JAKARTA I GlobalEnergi.co – PT Perusahaan Listrik Negara (Persero) atau PLN mengumumkan telah mengamankan pasokan batu bara sebanyak 163 juta ton untuk kebutuhan pembangkit listrik tenaga uap (PLTU) sepanjang tahun ini.
Direktur Manajemen Pembangkit PLN Rizal Calvary menyatakan mulanya perseroan mendapatkan komitmen pasokan batu bara sekitar 152 juta ton, tetapi dalam perkembangannya kini meningkat menjadi 163 juta ton.
Dengan begitu, Rizal mengklaim pasokan batu bara untuk PLTU perseroan sudah dalam kondisi aman untuk sepanjang tahun ini.
“Sekarang saja kita sudah dapat komitmen RKAB itu 160 juta.

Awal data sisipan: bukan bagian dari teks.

PR #1703, opened 2025-03-19
[Publisher][Admin Panel] Add more unit tests for Admin Panel

### LINKED ISSUE #1530: [Publisher][Admin Panel] Add unit test for adding/removing team members

nasaownsky:
## Description of the change

Added more unit tests for Admin Panel

## Type of change

## Related issues

closes #1530 

### Development

### Code review

### DIFF
--- a/publisher/src/components/AdminPanel/AdminPanel.test.tsx
+++ b/publisher/src/components/AdminPanel/AdminPanel.test.tsx
@@ -25,12 +25,16 @@ import { BrowserRouter } from "react-router-dom";
 import { rootStore, StoreProvider } from "../../stores";
 import {
   mockAgenciesResponse,
+  mockReportingAgencyMetadata,
   mockUsersResponse,
+  mockVendorsResponse,
 } from "../../stores/AdminPanelStore.test";
 import { AdminPanel } from "./AdminPanel";
 
 const { adminPanelStore } = rootStore;
+
 const mockAgencyID = "10";
+
 const usersByID = groupBy(
   mockUsersResponse.users.map((user) => ({
     ...user,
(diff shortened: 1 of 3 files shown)


mxosman:
> Hi @mxosman! It seems like "adding/removing team members" tests already in, but I took the opportunity and added some more tests for Admin Panel to increase coverage.

Hi @nasaownsky - thank you so much for adding more tests - they look great! I think the adding/removing team member test we punted on and only implemented a simpler test. For that one, I believe we wanted to cover:
* the bug that we ran into where creating multiple new users via the secondary flow would not override the previously created users
* separate bug, where deleting a user deleted all of the users within the agency

nasaownsky:
Ahhh, got it, will do!

nasaownsky:
@mxosman 

>the bug that we ran into where creating multiple new users via the secondary flow would not override the previously created users

Hmm, is it even possible to make such a test? I'm tried to recreate a flow for this, but then realised that we store newly created users in a local state inside `AgencyProvisioning` before saving, so I think there is no way to inject new users as it meant to be for this bug?

>separate bug, where deleting a user deleted all of the users within the agency

Doesn't test "Deleting a user deletes a card to the list of team members" handles that?

mxosman:
We could consider refactoring the logic so we don't have this mix of local and store state - I think that might be the thing setting us up for issues down the road. (All my bad when I originally implemented this)

mxosman (approved):
Ah, right right right... I forgot about the roundtrip the the BE when creating a new user - for some reason I thought we persisted that, but we wouldn't have a new user id if we did. Gotcha - that makes sense. Thanks for thinking through this with me. I'll meditate on this some more but this is good to go!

Dari awalnya cuma sekitar 152 [juta ton], sekarang jadi 163 [juta ton]. Betul [pasokan aman hingga Desember 2026],” kata Rizal ditemui di Kompleks Parlemen, Senin (13/4/2026).
Selain dari delapan perusahaan batubara besar, Rizal menyatakan, tambahan pasokan batu bara tersebut didapatkan dari penambang-penambang kecil yang melakukan kontrak baru dengan perseroan.
Sebelumnya, Rizal menyatakan pasokan batu bara untuk PLTU milik perseroan dan independent power producer (IPP) dalam kondisi memadai hingga Agustus 2026, usai PLN mengamankan kontrak pasokan batu bara sebesar 84 juta ton.
Rizal menyatakan PLN telah mendapatkan kepastian stok tersebut dari delapan pemasok, antara lain; PT Adaro Indonesia, PT Arutmin Indonesia, PT Berau Coal, PT Kaltim Prima Coal, PT Kideco Jaya Agung, PT Multi Harapan Utama, PT Indominco Harapan Mandiri, dan PT Bukit Asam Tbk.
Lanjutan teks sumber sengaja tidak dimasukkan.